Yeni pencereler, paradigmalar gerekir.

Ortadoğu tam anlamıyla böyle bir yer. Ancak mikro düzeyde Hatay benim yaklaşık beş yıldır, ısrarla ve inatla dikkat çektiğim bir yer.

Toplum olarak bazen cambaza baktığımızı, baktırıldığımızı fark etmeliyiz.

Bugün siyasetin gündemi maalesef ülkenin gerçek gündeminden ve gelecek gündeminden uzak.

Takip ederken ülke adına endişem, hayal kırıklığım artıyor.

Ben, sen, biz değil ülkem diyerek yol, yöntem belirleyen yok. Ben Suriye'den yoğun insan akışı olan Hatay'a bir kez daha dikkat çekmek istiyorum. Çünkü Hatay bilindiği üzere Türkiye'nin de Suriye'nin de geçmişte sorunlu olduğu bir bölgedir.

Hatay, Lozan antlaşmasıyla Türkiye- Suriye sınırları çizilirken Türkiye sınırları dışında kalmıştı. 1936 yılında Fransa, Suriye'den çekilirken İskenderun Sancağı(Hatay) üzerindeki hak ve yetkilerini de Suriye'ye bıraktı. Türkiye ise bunu kabul etmedi ve Hatay'a da bağımsızlık verilmesini talep etti. 27 Ocak 1937’de Cenevre’de toplanan Milletler Cemiyeti, Hatay’ın bağımsızlığını kabul etti ve bir seçimle nüfus çoğunluğunun tespit edilmesine karar verdi.

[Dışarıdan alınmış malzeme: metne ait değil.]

PR #1836, opened 2021-05-16
Extract last 2 plugins and clean up others

Ailrun:
Extract
- ormolu plugin
- module name plugin

(last 2 plugins reside in `default` directory) and clean up cabal files & tests of other plugins.

Although I think it's generally better to use `.hs` extensions even for golden files so that we can have syntax highlight and others, I didn't touch Wingman's tests as I am not sure whether any of @isovector's tools depend on golden test extensions or not. Is it OK to update Wingman's tests so that we have `.expected.hs` or similar.


hls-test-utils/src/Test/Hls.hs
```diff
@@ -67,6 +72,24 @@ gitDiff fRef fNew = ["git", "-c", "core.fileMode=false", "diff", "--no-index", "
...
+  -> TestName
+  -> FilePath
+  -> FilePath
+  -> FilePath
+  -> FilePath
+  -> (TextDocumentIdentifier -> Session ())
+  -> TestTree
+goldenWithHaskellDoc plugin title testDataDir path desc ext act =
+  goldenGitDiff title (testDataDir </> path <.> desc <.> ext)
+  $ runSessionWithServer plugin testDataDir
```
Ailrun, line 86: there should be a version using `runSessionWithServerFormatter`.

jneira (approved):

isovector:
@Ailrun completely fine to rename the Wingman tests! thanks for tackling this!

plugins/hls-tactics-plugin/test/Utils.hs
```diff
@@ -61,7 +61,7 @@ codeActionTitle (InR(CodeAction title _ _ _ _ _ _ _)) = Just title
 mkTest
     :: Foldable t
     => String  -- ^ The test name
-    -> FilePath  -- ^ The file to load
+    -> FilePath  -- ^ The file basename to load
```
Ailrun, line 64: It's not "basename", it's a stem.

plugins/hls-eval-plugin/test/testdata/hie.yaml
```diff
@@ -1,4 +1,3 @@
 cradle:
-  cabal:
-    - path: "././"
-      component: "lib:test"
+  direct:
+    arguments: []
```
Ailrun, line 3: Should list `Util.hs`

PR #1845, opened 2021-05-19
Skip cachix jobs if token is unset

berberman:
We should skip running cachix jobs on PRs opend from forked repos

### DIFF
--- a/.github/workflows/nix.yml
+++ b/.github/workflows/nix.yml
@@ -20,6 +20,8 @@ jobs:
   nix:
     needs: pre_job
     runs-on: ${{ matrix.os }}
+    env:
+      HAS_TOKEN: ${{ secrets.HLS_CACHIX_AUTH_TOKEN != '' }}
 
     strategy:
       fail-fast: false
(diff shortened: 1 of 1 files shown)


Ailrun (approved):

.github/workflows/nix.yml
```diff
@@ -46,7 +46,7 @@ jobs:
         authToken: ${{ secrets.HLS_CACHIX_AUTH_TOKEN }}
     - if: ${{ needs.pre_job.outputs.should_skip != 'true' }}
       run: nix build
-    - if: ${{ needs.pre_job.outputs.should_skip != 'true' }}
+    - if: ${{ needs.pre_job.outputs.should_skip != 'true' && github.repository_owner == 'haskell' }}
       run: nix develop --profile dev && cachix push haskell-language-server dev
-    - if: ${{ needs.pre_job.outputs.should_skip != 'true' }}
+    - if: ${{ needs.pre_job.outputs.should_skip != 'true' && github.repository_owner == 'haskell' }}
```
berberman, line 51: mmm, this doesn't seem to work at all

Ailrun: How about explicitly check whether the secret is defined or not?

berberman: actions/runner/issues/520

Ailrun: I guess https://github.com/actions/runner/issues/520#issuecomment-700579336 suggests a way?

berberman: I'll try it later. We have to resolve this first, since the nix CI keeps failing, blocking other PRs.

PR #1848, opened 2021-05-20
Avoid package-qualified import in Fourmolu plugin

georgefst:
Nobody likes `PackageImports`. And it's unnecessary since #1823.

### DIFF
--- a/plugins/hls-fourmolu-plugin/src/Ide/Plugin/Fourmolu.hs
+++ b/plugins/hls-fourmolu-plugin/src/Ide/Plugin/Fourmolu.hs
@@ -1,7 +1,6 @@
 {-# LANGUAGE DisambiguateRecordFields #-}
 {-# LANGUAGE LambdaCase               #-}
 {-# LANGUAGE OverloadedStrings        #-}
-{-# LANGUAGE PackageImports           #-}
 {-# LANGUAGE TypeApplications         #-}
 
 module Ide.Plugin.Fourmolu (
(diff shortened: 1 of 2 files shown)


jneira (approved):
thanks for cleaning it out

plugins/hls-fourmolu-plugin/src/Ide/Plugin/Fourmolu.hs
```diff
@@ -25,7 +24,7 @@ import           Ide.Types
 import           Language.LSP.Server         hiding (defaultConfig)
 import           Language.LSP.Types
 import           Language.LSP.Types.Lens
-import           "fourmolu" Ormolu
+import           Ormolu
```
Ailrun, line 27: I once removed it in #1836, but I thought that this may confuse people...

Ailrun: BTW, you can also remove it from Ormolu if you prefer

georgefst: Sure: 7bb5a9c

georgefst: > I once removed it in #1836, but I thought that this may confuse people...

My thinking is that with the new plugin architecture, those two plugins no longer know anything about each other, so it doesn't really make sense to keep the qualified imports.

In fact, has there been any discussion about the long-term plan for where the plugins live? I wouldn't mind if the Fourmolu plugin was moved to [the Fourmolu organisation](https://github.com/fourmolu), for example.

Ailrun (approved):

plugins/hls-fourmolu-plugin/src/Ide/Plugin/Fourmolu.hs
Ailrun: AFAIK there has been no such discussion, and I'm afraid that would increase maintenance cost significantly... but it is definitely worthwhile to discuss that with other maintainers.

Ardından ise halk tarafından ve tarafsız yapılan seçimlerin neticesinde 2 Eylül 1938 tarihinde bağımsız Hatay Cumhuriyeti resmen kurulmuştur. Daha sonrasında statü gereği Suriye'ye olan bağımlılığı sorun yarattığı için ve Hatay'ın biran önce Türkiye’ye bağlanma arzusu doğrultusunda yapılan siyasi, sosyal, kültürel, ekonomik ve adli düzenlemelerle Türkiye ile bütünleşmenin eşiğine gelen Hatay Cumhuriyeti 23 Haziran 1939 tarihinde ortadan kalkarak Türkiye Cumhuriyeti Devleti'nin bir vilayeti haline gelmiştir.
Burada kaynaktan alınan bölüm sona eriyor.